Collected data
%%
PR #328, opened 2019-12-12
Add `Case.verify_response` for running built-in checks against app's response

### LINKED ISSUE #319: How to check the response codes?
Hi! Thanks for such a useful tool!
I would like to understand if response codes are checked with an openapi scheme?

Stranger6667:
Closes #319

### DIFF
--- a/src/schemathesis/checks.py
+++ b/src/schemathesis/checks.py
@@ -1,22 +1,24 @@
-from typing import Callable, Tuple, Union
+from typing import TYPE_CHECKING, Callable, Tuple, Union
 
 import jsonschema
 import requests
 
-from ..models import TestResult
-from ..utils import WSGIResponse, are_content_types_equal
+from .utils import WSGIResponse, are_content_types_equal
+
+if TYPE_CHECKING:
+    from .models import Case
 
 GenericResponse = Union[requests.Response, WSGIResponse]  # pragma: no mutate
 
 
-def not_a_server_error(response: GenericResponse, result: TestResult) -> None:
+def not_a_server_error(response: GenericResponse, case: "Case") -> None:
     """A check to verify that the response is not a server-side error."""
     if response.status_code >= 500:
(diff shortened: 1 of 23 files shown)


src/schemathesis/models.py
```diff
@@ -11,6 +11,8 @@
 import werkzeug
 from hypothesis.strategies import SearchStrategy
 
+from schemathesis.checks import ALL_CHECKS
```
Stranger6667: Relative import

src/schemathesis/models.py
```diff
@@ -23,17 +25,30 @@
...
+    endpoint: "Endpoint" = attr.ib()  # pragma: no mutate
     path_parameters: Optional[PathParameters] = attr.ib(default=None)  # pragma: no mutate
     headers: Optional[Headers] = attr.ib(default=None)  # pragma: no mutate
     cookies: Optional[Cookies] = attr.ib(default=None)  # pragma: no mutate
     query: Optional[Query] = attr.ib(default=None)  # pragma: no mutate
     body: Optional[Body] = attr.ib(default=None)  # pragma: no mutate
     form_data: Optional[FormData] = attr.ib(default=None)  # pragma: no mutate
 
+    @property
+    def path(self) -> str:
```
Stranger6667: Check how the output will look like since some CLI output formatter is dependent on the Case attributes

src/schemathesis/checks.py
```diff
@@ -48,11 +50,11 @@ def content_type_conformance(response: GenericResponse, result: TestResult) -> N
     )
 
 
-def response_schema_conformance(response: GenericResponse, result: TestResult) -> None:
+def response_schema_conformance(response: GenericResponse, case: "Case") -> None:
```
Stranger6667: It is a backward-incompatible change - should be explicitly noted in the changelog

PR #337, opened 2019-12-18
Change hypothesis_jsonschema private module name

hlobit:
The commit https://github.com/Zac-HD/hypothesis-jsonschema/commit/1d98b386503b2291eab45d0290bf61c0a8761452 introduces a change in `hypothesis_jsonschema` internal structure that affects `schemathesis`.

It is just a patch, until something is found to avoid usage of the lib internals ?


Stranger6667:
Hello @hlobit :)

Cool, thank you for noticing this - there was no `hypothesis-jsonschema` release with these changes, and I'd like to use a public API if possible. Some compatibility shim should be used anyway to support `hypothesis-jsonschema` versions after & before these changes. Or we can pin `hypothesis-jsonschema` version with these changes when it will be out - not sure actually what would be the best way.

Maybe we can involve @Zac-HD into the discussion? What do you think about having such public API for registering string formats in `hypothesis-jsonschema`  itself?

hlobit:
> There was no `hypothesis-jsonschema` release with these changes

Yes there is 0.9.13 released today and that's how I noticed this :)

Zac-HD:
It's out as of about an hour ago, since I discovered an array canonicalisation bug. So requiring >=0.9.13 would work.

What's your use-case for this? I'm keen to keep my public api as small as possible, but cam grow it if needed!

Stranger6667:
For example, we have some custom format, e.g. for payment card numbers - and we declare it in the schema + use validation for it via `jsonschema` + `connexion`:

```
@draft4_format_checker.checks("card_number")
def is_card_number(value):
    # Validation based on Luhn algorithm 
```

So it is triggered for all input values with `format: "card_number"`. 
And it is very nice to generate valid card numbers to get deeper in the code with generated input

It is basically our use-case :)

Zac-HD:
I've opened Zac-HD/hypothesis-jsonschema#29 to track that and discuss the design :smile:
%%
%%
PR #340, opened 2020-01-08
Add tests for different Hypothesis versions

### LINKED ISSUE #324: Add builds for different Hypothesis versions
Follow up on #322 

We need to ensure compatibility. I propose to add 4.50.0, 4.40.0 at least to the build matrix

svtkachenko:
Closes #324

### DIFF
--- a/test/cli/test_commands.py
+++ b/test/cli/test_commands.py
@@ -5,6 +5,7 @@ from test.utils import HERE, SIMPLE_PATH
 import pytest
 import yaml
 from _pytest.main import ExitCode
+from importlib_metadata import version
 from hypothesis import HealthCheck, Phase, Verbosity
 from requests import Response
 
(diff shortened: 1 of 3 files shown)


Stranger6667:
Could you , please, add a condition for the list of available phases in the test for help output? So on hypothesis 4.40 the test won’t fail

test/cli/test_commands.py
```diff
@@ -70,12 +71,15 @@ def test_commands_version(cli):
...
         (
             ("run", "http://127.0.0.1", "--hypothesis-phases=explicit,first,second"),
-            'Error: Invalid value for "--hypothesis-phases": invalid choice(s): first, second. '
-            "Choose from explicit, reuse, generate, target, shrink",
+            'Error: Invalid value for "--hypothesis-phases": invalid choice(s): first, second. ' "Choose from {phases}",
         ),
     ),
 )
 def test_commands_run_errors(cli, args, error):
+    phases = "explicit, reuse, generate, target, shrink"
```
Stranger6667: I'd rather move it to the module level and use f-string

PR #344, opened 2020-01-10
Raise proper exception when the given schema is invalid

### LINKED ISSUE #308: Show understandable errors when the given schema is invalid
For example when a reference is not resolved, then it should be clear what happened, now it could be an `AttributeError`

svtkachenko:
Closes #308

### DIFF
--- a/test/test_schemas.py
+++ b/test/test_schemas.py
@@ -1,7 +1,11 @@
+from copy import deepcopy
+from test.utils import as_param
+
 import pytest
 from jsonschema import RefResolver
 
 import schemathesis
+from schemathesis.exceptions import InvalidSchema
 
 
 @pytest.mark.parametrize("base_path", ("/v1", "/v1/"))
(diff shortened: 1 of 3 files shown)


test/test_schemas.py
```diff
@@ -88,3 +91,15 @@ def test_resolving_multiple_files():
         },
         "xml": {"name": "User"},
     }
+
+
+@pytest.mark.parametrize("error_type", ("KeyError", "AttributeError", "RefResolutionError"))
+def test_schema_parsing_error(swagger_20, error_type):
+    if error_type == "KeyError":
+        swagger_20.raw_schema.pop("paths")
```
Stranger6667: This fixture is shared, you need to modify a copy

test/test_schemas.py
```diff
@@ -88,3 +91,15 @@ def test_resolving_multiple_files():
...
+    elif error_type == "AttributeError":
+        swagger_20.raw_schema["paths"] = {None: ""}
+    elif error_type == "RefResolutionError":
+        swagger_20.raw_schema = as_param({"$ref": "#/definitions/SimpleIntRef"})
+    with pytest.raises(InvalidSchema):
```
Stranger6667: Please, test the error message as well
%%
◆ Task prompt ◆
Only the count is wanted. Find the lines of the records that include the word "InvalidSchema" and state how many.

◆ Result of this task ◆
2